He dries off, pulls a t-shirt over his head and wraps a towel around his waist, hesitating at the door for what seems to be forever. He can feel the heat burning in his cheeks and he sighs, hating himself for it.

He's not scared of women. Barton likes to loudly suggest otherwise to try and get a rise out of him, but it's not true. Especially not of strong women. They're the gals he can relate to the most. Strong women like Peggy, resilient women like his Ma. But Natasha is not like most women, she's not like most people, period, and it's not fear that has him hesitating at the door, it's good, old fashioned embarrassment.

It's hard to ignore the way you were raised, and Steve was raised up to be god-fearing and modest – two things that seemed to have gone by the wayside since the War.

"Come out here, Rogers. I can see your feet under the door." Natasha's voice calls from the other room, and Steve silently curses himself. Now he's coming off as some sort of fat-head creep and taking a deep breath, he opens the door and sticks his head out.

"Whatcha doing there, Cap." Natasha coos. "Spying on me through the keyhole?"

"No... I-I… " Steve stammers, getting even more exasperated with himself by the second. He knows that Natasha is just teasing him, her and Barton seem to delight in it when they're all working together, and for the most part, once he's figured out what they're talking about, he can give as good as he gets. But it's different when it's just the two of them, stuck in such close quarters for the foreseeable future, especially as he's dressed in only a t-shirt and a towel and about to ask her to take a good long look as his Keister.

Getting down off the bunk, Natasha's playful demeanour changes as she realises that Steve's not just being shy and she eyes him warily. "You okay, Rogers?"

Deciding that it's easier just to show rather than tell, Steve steps fully through the door and turns so she can see the bullet grazes down his flank and the blood seeping through the towel from his hip and the bullet hole.

Natasha sighs and looks up at Steve who is blushing furiously and she gives him a sympathetic smile. She knows he can take a lot of damage without it being a big deal, so the usual feelings of concern that she would have if it was Barton standing there bleeding from half a dozen bullet wounds is quickly put away and replaced with more practical thoughts. "Did they all go through?"

Steve shakes his head and points to the bullet hole. "There's one still in me."

"Need me to take a look at it?"

Steve nods and looks so abashed that Natasha can't help but laugh. "C'mon, Rogers. Relax.

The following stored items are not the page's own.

PR #5596, opened 2024-04-24
CreateBindGroup validation error on device mismatch

### LINKED ISSUE #5582: createBindGroup accepts textures from different device
**Description**
CreateBindGroup does not create ValidationError when textures (happens also when using StorageTexture) are from different devices. When using Samplers from different devices ValidationError is triggered.

**Repro steps**
Repro is here: https://github.com/sagudev/CBG

**Extra materials**
This causes `Set must be allocated from this allocator` crash in gpu-allocator while testing https://gpuweb.github.io/cts/standalone/?q=webgpu:api,validation,createBindGroup:binding_resources,device_mismatch:entry={%22texture%22:{%22multisampled%22:false}} in both servo and firefox.

**Platform**
Ubuntu 23.10
Wgpu 0.19.4 and trunk (4f3d9a2af52d2ab10042787a1115fe8c0779d4d9)

sagudev:
**Connections**
Fixes https://github.com/gfx-rs/wgpu/issues/5582

**Description**
Removed `assertDeviceMatch` from deno_webgpu as this should be checked in wgpu-core (this made two test pass in `webgpu:api,validation,createBindGroup:binding_resources,device_mismatch:*`). Then adding device mismatched check in TextureView case make all tests pass 🎉 .

**Testing**
This is now tested via cts_runner.

**Checklist**

- [x] Run `cargo fmt`.

### DIFF
--- a/README.md
+++ b/README.md
@@ -199,7 +199,7 @@ To run a given set of tests:
 
 ```
 # Must be inside the `cts` folder we just checked out, else this will fail
-cargo run --manifest-path ../Cargo.toml --bin cts_runner -- ./tools/run_deno --verbose "<test string>"
+cargo run --manifest-path ../Cargo.toml -p cts_runner --bin cts_runner -- ./tools/run_deno --verbose "<test string>"
 ```
 
 To find the full list of tests, go to the [online cts viewer](https://gpuweb.github.io/cts/standalone/?runnow=0&worker=0&debug=0&q=webgpu:*).
--- a/deno_webgpu/01_webgpu.js
+++ b/deno_webgpu/01_webgpu.js
@@ -1289,11 +1289,6 @@ class GPUDevice extends EventTarget {
       const resource = entry.resource;
       if (ObjectPrototypeIsPrototypeOf(GPUSamplerPrototype, resource)) {
         const rid = assertResource(resource, prefix, context);
-        assertDeviceMatch(device, resource, {
-          prefix,
-          resourceContext: context,
-          selfContext: "this",
-        });
         return {
           binding: entry.binding,
           kind: "GPUSampler",
@@ -1304,11 +1299,6 @@ class GPUDevice extends EventTarget {
       ) {
         const rid = assertResource(resource, prefix, context);
         assertResource(resource[_texture], prefix, context);
-        assertDeviceMatch(device, resource[_texture], {
-          prefix,
-          resourceContext: context,
-          selfContext: "this",
-        });
         return {
           binding: entry.binding,
           kind: "GPUTextureView",
@@ -1318,11 +1308,6 @@ class GPUDevice extends EventTarget {
         // deno-lint-ignore prefer-primordials
         const rid = assertResource(resource.buffer, prefix, context);
         // deno-lint-ignore prefer-primordials
-        assertDeviceMatch(device, resource.buffer, {
-          prefix,
-          resourceContext: context,
-          selfContext: "this",
-        });
         return {
           binding: entry.binding,
           kind: "GPUBufferBinding",
--- a/wgpu-core/src/device/resource.rs
+++ b/wgpu-core/src/device/resource.rs
@@ -13,6 +13,7 @@ use crate::{
     hal_api::HalApi,
     hal_label,
     hub::Hub,
+    id,
     init_tracker::{
         BufferInitTracker, BufferInitTrackerAction, MemoryInitKind, TextureInitRange,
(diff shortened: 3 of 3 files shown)


sagudev:
I only do not know what to do with `TextureViewArray`. This isn't in spec (anymore?) so this might be wgpu specific? There is a lot of repetition in `*Array` match cases (for loops (should) have same content as there non-array complements), so it would make sense to extract them into separate method, right?

Cargo.toml
```diff
@@ -22,6 +22,7 @@ members = [
 ]
 exclude = []
 default-members = [
+    "cts_runner",
```
sagudev: This was needed or else:
```
cargo run --manifest-path ../Cargo.toml --bin cts_runner -- ./tools/run_deno 'webgpu:api,validation,createBindGroup:binding_resources,device_mismatch:*'
error: no bin target named `cts_runner`.
Available bin targets:
    naga
    spv_parser
    wgsl_parser
    glsl_parser
    ir
    play
    wgpu-examples
    wgpu-info
```
or alternative is to run with `cargo run --manifest-path ../cts_runner/Cargo.toml -- ./tools/run_deno 'webgpu:api,validation,createBindGroup:binding_resources,device_mismatch:*'`

teoxoy:
> I only do not know what to do with `TextureViewArray`. This isn't in spec (anymore?) so this might be wgpu specific?

It's a native only feature for now (called bindless). We should add the same validation for `TextureViewArray`, same for `Buffer` and `BufferArray` since it seems they are also missing this validation.

> There is a lot of repetition in `*Array` match cases (for loops (should) have same content as there non-array complements), so it would make sense to extract them into separate method, right?

Feel free to add a method, we should then be able to use it for all resource variants.

Cargo.toml
teoxoy: I think you can do `-p cts_runner` instead? I don't know why `cts_runner` is not a default member though. IIRC the `cts_runner` wasn't working but it seems to have been recently fixed in https://github.com/gfx-rs/wgpu/pull/5459.

cc @crowlKats @cwfitzgerald

sagudev:
> same for Buffer and BufferArray

This wasn't cached by cts because `Unexpected validation error occurred: Usage flags BufferUsages(UNIFORM) for buffer Id(2,1,vk) do not contain required usage flags BufferUsages(STORAGE)`

EDIT: Opened https://github.com/gpuweb/cts/issues/3707

sagudev:
```
TRY 3 FAIL [   0.598s] cts_runner::integration hello_compute_example
  TRY 3 FAIL [   3.623s] wgpu-examples [Executed Failure: BACKEND] [Vulkan/AMD Radeon Graphics (RADV RENOIR)/0] water
  TRY 3 FAIL [   4.027s] wgpu-examples [Executed Failure: BACKEND] [Vulkan/llvmpipe (LLVM 15.0.7, 256 bits)/1] water
  TRY 3 FAIL [   0.840s] wgpu-test::wgpu-test [Executed Failure: BACKEND] [Vulkan/AMD Radeon Graphics (RADV RENOIR)/0] wgpu_test::shader::struct_layout::uniform_input
  TRY 3 FAIL [   0.957s] wgpu-test::wgpu-test [Executed Failure: BACKEND] [Vulkan/llvmpipe (LLVM 15.0.7, 256 bits)/1] wgpu_test::shader::struct_layout::uniform_input
  TRY 3 FAIL [   0.567s] wgpu-test::wgpu-test [Executed] [Vulkan/llvmpipe (LLVM 15.0.7, 256 bits)/1] wgpu_test::subgroup_operations::subgroup_operations
```

EDIT: All those errors are also happening on trunk on my machine.

Cargo.toml
sagudev: I think this is because cts_runner requires v8_rusty that does not have artifacts for aarch64 (ios ans android) hence the build were failing. I just updated line in readme to use `-p cts_runner`.

Although that's to long to write; justfile or xtask should be used for this imo.

sagudev:
I splitted work into multiple independent commits and CI is working now: https://github.com/sagudev/wgpu/actions/runs/8820454948

teoxoy:
Looks good but I will have to squash this since https://github.com/gfx-rs/wgpu/pull/5596/commits/c39d5d8d372a968ff94eac5ff6bc3effea32a1bd won't compile by itself; it contains a subset of the `create_texture_binding` changes.

teoxoy (approved):
Good stuff, thanks!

I've seen my fair share of asses."

Steve gives her the tiniest smile back. "Well, you've not seen mine."

Natasha shrugs. "Well, you can believe that, or you can take some time to think about which Agents oversaw your recovery from the ice, Steve..."

**-o-**

"So how do you want to do this?" Natasha asks, casually swinging the first-aid kid that had been sitting at the bottom of the small locker where the t-shirts and sweats had been stashed around her knees. "On the bunk or standing by the sink?"

Steve shrugs. "Whatever's easiest for you."

"It's going to be awkward as hell either way, Rogers." Natasha replies, giving him a sympathetic smile. "Bunk's probably easier though and you can always hide your head under a pillow and pretend this isn't happening."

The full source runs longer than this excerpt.